Let X ~ Ber(n1; p), Y ~ Ber(n2; p^2), where X and Y are independent. Find a minimal sufficient statistic T and, using a nontrivial function, show that it is not complete.
I get confused by having two different distribution! is it true to simply multiply these two distribution and use factorization theory?

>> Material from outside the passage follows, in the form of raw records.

PR #1307, opened 2024-05-23
Upgrade to Storybook 8 (latest)

jeremywiebe:
## Summary:

Storybook has been prompting and prodding that there's a new version out (8). So today I ran the upgrade script and tested it. There was one minor manual fix but otherwise it seems to "just work". 

  1. Ran: `npx storybook@latest upgrade`
  2. Removed `vite-plugin-turbosnap` plugin, this functionality is now built-in to Storybook and is accessed by passing --stats-json

Issue: "none"

## Test plan:

`yarn start`
Navigate around 

`yarn build-storybook`
`cd storybook-static && python3 -m http.server` (serves the static Storybook build using the Python3 http module)


jeremywiebe:
:( So it's not as easy as the steps I gave.  `yarn lint` now breaks with the error `TypeError: prettier.resolveConfig is not a function`.  I'll close this and come back ... sometime... maybe. :)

First write the likelihood function: $$f(x,y|p) = [p^x(1-p)^{1-x}][p^{2y}(1-p^2)^{1-y}]$$ From this use the Lehmann-Scheffe Theorem. Need to find $T$ such that $$T(x_1, y_1) = T(x_2, y_2) \Leftrightarrow \frac{f(x_1,y_1|p)}{f(x_2,y_2|p)} = c(x_1, y_1, x_2, y_2)$$ To this end, let's compute the likelihood ratio: \begin{align} \frac{f(x_1,y_1|p)}{f(x_2,y_2|p)} &= \frac{p^{x_1}(1-p)^{1-x_1}p^{2y_1}(1-p^2)^{1-y_1}}{p^{x_2}(1-p)^{1-x_2}p^{2y_2}(1-p^2)^{1-y_2}} \\ &= p^{(x_1 - x_2)} (1-p)^{x_2 - x_1}p^{2(y_1 - y_2)} (1-p^2)^{y_2-y_1} \end{align} It can be seen then that the ratio does not depend on $p$ if and only if $x_1 = x_2, y_1 = y_2$. By the Lehmann-Scheffe, this implies that $T(X, Y) = (X, Y)$ is the minimal sufficient statistic.